Work to be completed: The answer should contain each record below, repeated exactly.

■ ■ ■

PR #2641, opened 2023-04-21
Fix resource lifecycle issues in KubectlPortForward

dsyer:
Without this change only one instance of PortForward is ever created
and so when its resources and closed they cannot be re-used. It is
better to create a new instance for each local socket, and then
second and subsequent client connections will succeed instead of
fail.


extended/src/main/java/io/kubernetes/client/extended/kubectl/KubectlPortForward.java
```diff
@@ -78,47 +78,44 @@ public void shutdown() {
...
+                InputStream in = result.getInputStream(targetPort);
+                OutputStream out = result.getOutboundStream(targetPort);
+                Thread t1 = copyAsync(sock.getInputStream(), out, onUnhandledError);
+                Thread t2 = copyAsync(in, sock.getOutputStream(), onUnhandledError);
+
+                t1.join();
+                in.close();
+                t2.join();
+              } catch (Exception ex) {
+                onUnhandledError.accept(ex);
```
brendandburns, line 114: `onUnhandledError` can be null (I think) so can you retain the `Optional` code from the original?

dsyer: It can only be null if the user intentionally sets it to null, right? Why would I want to do that?

dsyer: ... but whatever.

brendandburns:
/lgtm
/approve

Thanks!

PR #535, opened 2023-10-27
🔧 Created Makefile and updated README

JeffersonDing:


backend/README.md
```diff
@@ -63,25 +67,34 @@ NOTE: when using `pipenv`, environment variables are only refreshed when you exi
...
+- Rename the sql dump you downloaded to `pcx_test.sql` and place it in the `backend` directory. Then run `make load` to load the data into your local database. This might take a while.
 - For accessing the Django admin site, the admin username is `admin` and the password is `admin` if you use this test db.
 
+[//]: # (- Clear the existing contents of your local database with `psql template1 -c 'drop database postgres;' -h localhost -U penn-courses` &#40;the password is `postgres`&#41;)
+
+[//]: # (- Create a new database with `psql template1 -c 'create database postgres with owner "penn-courses";' -h localhost -U penn-courses` &#40;same password&#41;.)
+
+[//]: # (   )
+
+[//]: # (- Finally, run `psql -h localhost -d postgres -U penn-courses -f pcx_test.sql` &#40;replacing `pcx_test.sql` with the full path to that file on your computer&#41; to load)
```
AaDalal, line 93: Why is it formatted like this ?

backend/Makefile
```diff
@@ -0,0 +1,52 @@
+# Commands
+runserver:
+	PIPENV_VERBOSITY=-1
+	pipenv run python manage.py runserver 0.0.0.0:8000
```
AaDalal, line 4: Nit, but why not just use 127.0.0.1?

backend/README.md
```diff
@@ -9,6 +9,10 @@ Welcome to the Penn Courses Backend (PCX)!
 
 ### Running the Backend with Docker-Compose
```
AaDalal, line 10: I think we should move the local dev environment thing to the top, and move down `Running the backend with Docker-Compose`.

backend/README.md
```diff
@@ -153,50 +166,28 @@ If you don't want to use docker alone, you can also set up and run the dev envir
...
       > - (WSL) `[sudo] service docker start`
 
-4. Setting up your Penn Courses development environment
-
-   1. `pipenv install --dev`
-   2. `pipenv shell`
-   3. `python manage.py migrate`
-
-5. Loading test data (if you are a member of Penn Labs). If you are not a member of Penn Labs, you can skip this section and load in course data from the registrar, as explained below.
+4. Migrate Django models
```
AaDalal, line 177: Hmm, I think using make for simple things like migrate/makemigrations could end up being a leaky abstraction as we will not provide make commands for all the commands they might run (e.g., management commands or manage.py shell). 

IMO, I think we should add make commands for the installation, but otherwise ask people to use `python manage.py xxx`.

backend/Makefile
```diff
@@ -0,0 +1,52 @@
...
+# Make migrations (when models are changed)
+makemigrations:
+	python manage.py makemigrations
+
+# Migrate (when migrations are created)
+migrate:
+	python manage.py migrate
+
+# Lint
+lint:
```
AaDalal, line 25: make lint is useful

backend/Makefile
```diff
@@ -0,0 +1,52 @@
...
+# Launch docker database & cache
+launchdb:
+	docker compose up -d
+
+# Make migrations (when models are changed)
+makemigrations:
+	python manage.py makemigrations
+
+# Migrate (when migrations are created)
+migrate:
```
AaDalal, line 21: I don't think we should abstract away the python manage.py xxx commands (see my comment on the readme)

AaDalal (changes requested):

■ ■ ■

Your response:
PR #2641, opened 2023-04-21
Fix resource lifecycle issues in KubectlPortForward

dsyer:
Without this change only one instance of PortForward is ever created
and so when its resources and closed they cannot be re-used. It is
better to create a new instance for each local socket, and then
second and subsequent client connections will succeed instead of
fail.


extended/src/main/java/io/kubernetes/client/extended/kubectl/KubectlPortForward.java
```diff
@@ -78,47 +78,44 @@ public void shutdown() {
...
+                InputStream in = result.getInputStream(targetPort);
+                OutputStream out = result.getOutboundStream(targetPort);
+                Thread t1 = copyAsync(sock.getInputStream(), out, onUnhandledError);
+                Thread t2 = copyAsync(in, sock.getOutputStream(), onUnhandledError);
+
+                t1.join();
+                in.close();
+                t2.join();
+              } catch (Exception ex) {
+                onUnhandledError.accept(ex);
```
brendandburns, line 114: `onUnhandledError` can be null (I think) so can you retain the `Optional` code from the original?

dsyer: It can only be null if the user intentionally sets it to null, right? Why would I want to do that?

dsyer: ... but whatever.

brendandburns:
/lgtm
/approve

Thanks!

PR #535, opened 2023-10-27
🔧 Created Makefile and updated README

JeffersonDing:


backend/README.md
```diff
@@ -63,25 +67,34 @@ NOTE: when using `pipenv`, environment variables are only refreshed when you exi
...
+- Rename the sql dump you downloaded to `pcx_test.sql` and place it in the `backend` directory. Then run `make load` to load the data into your local database. This might take a while.
 - For accessing the Django admin site, the admin username is `admin` and the password is `admin` if you use this test db.
 
+[//]: # (- Clear the existing contents of your local database with `psql template1 -c 'drop database postgres;' -h localhost -U penn-courses` &#40;the password is `postgres`&#41;)
+
+[//]: # (- Create a new database with `psql template1 -c 'create database postgres with owner "penn-courses";' -h localhost -U penn-courses` &#40;same password&#41;.)
+
+[//]: # (   )
+
+[//]: # (- Finally, run `psql -h localhost -d postgres -U penn-courses -f pcx_test.sql` &#40;replacing `pcx_test.sql` with the full path to that file on your computer&#41; to load)
```
AaDalal, line 93: Why is it formatted like this ?

backend/Makefile
```diff
@@ -0,0 +1,52 @@
+# Commands
+runserver:
+	PIPENV_VERBOSITY=-1
+	pipenv run python manage.py runserver 0.0.0.0:8000
```
AaDalal, line 4: Nit, but why not just use 127.0.0.1?

backend/README.md
```diff
@@ -9,6 +9,10 @@ Welcome to the Penn Courses Backend (PCX)!
 
 ### Running the Backend with Docker-Compose
```
AaDalal, line 10: I think we should move the local dev environment thing to the top, and move down `Running the backend with Docker-Compose`.

backend/README.md
```diff
@@ -153,50 +166,28 @@ If you don't want to use docker alone, you can also set up and run the dev envir
...
       > - (WSL) `[sudo] service docker start`
 
-4. Setting up your Penn Courses development environment
-
-   1. `pipenv install --dev`
-   2. `pipenv shell`
-   3. `python manage.py migrate`
-
-5. Loading test data (if you are a member of Penn Labs). If you are not a member of Penn Labs, you can skip this section and load in course data from the registrar, as explained below.
+4. Migrate Django models
```
AaDalal, line 177: Hmm, I think using make for simple things like migrate/makemigrations could end up being a leaky abstraction as we will not provide make commands for all the commands they might run (e.g., management commands or manage.py shell). 

IMO, I think we should add make commands for the installation, but otherwise ask people to use `python manage.py xxx`.

backend/Makefile
```diff
@@ -0,0 +1,52 @@
...
+# Make migrations (when models are changed)
+makemigrations:
+	python manage.py makemigrations
+
+# Migrate (when migrations are created)
+migrate:
+	python manage.py migrate
+
+# Lint
+lint:
```
AaDalal, line 25: make lint is useful

backend/Makefile
```diff
@@ -0,0 +1,52 @@
...
+# Launch docker database & cache
+launchdb:
+	docker compose up -d
+
+# Make migrations (when models are changed)
+makemigrations:
+	python manage.py makemigrations
+
+# Migrate (when migrations are created)
+migrate:
```
AaDalal, line 21: I don't think we should abstract away the python manage.py xxx commands (see my comment on the readme)

AaDalal (changes requested):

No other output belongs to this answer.